* YOUR ASSIGNMENT: Where does the word "shown" occur in the material? Copy each line that has it.

* PROVIDED INFORMATION:
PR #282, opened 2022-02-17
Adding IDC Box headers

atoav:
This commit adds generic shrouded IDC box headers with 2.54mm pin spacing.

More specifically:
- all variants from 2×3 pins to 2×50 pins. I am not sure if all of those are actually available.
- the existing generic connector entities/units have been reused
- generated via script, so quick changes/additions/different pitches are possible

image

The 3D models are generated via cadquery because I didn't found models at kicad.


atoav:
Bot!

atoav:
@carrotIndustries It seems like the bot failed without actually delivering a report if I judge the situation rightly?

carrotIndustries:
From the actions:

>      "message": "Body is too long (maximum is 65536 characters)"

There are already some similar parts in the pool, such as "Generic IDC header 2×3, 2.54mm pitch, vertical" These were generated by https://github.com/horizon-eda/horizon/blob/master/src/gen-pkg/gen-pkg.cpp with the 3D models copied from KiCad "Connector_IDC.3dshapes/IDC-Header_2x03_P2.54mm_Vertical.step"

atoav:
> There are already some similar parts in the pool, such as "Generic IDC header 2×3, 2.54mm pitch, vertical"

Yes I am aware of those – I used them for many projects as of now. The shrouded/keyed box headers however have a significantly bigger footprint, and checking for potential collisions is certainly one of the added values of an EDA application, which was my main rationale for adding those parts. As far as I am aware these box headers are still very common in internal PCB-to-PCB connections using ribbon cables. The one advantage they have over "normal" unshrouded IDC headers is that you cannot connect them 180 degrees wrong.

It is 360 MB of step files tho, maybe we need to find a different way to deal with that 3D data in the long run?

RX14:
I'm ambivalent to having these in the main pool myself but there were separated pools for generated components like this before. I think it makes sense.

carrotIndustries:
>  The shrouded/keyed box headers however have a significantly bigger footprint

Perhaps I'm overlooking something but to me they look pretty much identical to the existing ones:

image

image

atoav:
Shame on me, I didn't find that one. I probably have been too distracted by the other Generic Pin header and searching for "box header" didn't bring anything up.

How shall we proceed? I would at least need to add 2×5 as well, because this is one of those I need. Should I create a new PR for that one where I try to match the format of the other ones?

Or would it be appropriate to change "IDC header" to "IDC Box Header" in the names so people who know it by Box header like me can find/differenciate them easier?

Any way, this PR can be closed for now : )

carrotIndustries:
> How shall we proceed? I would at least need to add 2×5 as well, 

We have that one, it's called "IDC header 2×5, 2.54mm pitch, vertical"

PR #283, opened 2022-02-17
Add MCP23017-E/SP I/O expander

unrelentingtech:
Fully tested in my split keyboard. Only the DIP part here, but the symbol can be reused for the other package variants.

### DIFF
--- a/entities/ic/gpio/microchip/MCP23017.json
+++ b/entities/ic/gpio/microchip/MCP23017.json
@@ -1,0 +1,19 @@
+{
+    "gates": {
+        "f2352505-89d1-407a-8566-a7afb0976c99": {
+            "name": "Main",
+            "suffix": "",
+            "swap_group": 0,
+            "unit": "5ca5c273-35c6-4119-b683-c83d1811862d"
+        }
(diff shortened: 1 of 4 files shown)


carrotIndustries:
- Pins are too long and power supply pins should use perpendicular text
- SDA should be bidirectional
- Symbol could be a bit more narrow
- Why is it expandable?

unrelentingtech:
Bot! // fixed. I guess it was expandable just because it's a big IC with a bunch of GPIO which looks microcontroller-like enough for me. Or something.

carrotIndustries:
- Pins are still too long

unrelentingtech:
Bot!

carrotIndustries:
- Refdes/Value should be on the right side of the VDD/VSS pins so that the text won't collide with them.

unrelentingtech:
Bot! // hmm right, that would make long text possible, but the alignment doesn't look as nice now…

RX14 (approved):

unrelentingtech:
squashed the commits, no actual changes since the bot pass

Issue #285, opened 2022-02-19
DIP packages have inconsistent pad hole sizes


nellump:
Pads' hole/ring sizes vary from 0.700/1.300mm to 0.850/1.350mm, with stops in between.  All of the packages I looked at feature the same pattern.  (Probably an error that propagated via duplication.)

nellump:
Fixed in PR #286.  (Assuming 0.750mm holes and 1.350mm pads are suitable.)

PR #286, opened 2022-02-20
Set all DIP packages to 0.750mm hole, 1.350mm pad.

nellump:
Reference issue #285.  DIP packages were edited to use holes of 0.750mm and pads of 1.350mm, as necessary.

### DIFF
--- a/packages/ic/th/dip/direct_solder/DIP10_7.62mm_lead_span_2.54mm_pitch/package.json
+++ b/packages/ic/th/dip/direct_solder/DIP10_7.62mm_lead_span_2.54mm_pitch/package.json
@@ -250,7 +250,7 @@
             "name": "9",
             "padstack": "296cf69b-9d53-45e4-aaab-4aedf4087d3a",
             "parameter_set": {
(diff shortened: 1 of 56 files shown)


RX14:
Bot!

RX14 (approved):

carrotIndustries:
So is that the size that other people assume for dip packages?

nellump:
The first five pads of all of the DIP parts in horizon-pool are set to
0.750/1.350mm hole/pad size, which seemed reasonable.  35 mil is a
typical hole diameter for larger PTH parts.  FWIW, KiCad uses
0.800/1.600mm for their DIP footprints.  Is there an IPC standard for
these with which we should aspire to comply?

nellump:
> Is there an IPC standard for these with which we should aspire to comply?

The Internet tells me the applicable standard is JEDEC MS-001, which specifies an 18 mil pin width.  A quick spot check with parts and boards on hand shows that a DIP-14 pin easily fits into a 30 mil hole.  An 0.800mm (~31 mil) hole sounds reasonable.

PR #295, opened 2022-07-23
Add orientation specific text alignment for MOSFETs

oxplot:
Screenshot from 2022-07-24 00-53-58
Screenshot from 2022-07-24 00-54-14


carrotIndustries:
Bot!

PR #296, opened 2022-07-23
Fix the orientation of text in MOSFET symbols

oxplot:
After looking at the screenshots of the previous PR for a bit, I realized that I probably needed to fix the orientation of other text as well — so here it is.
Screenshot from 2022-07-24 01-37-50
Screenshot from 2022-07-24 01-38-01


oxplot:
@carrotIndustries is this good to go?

* RESPONSE FOR THIS EXERCISE:
(diff shortened: 1 of 4 files shown)
(diff shortened: 1 of 56 files shown)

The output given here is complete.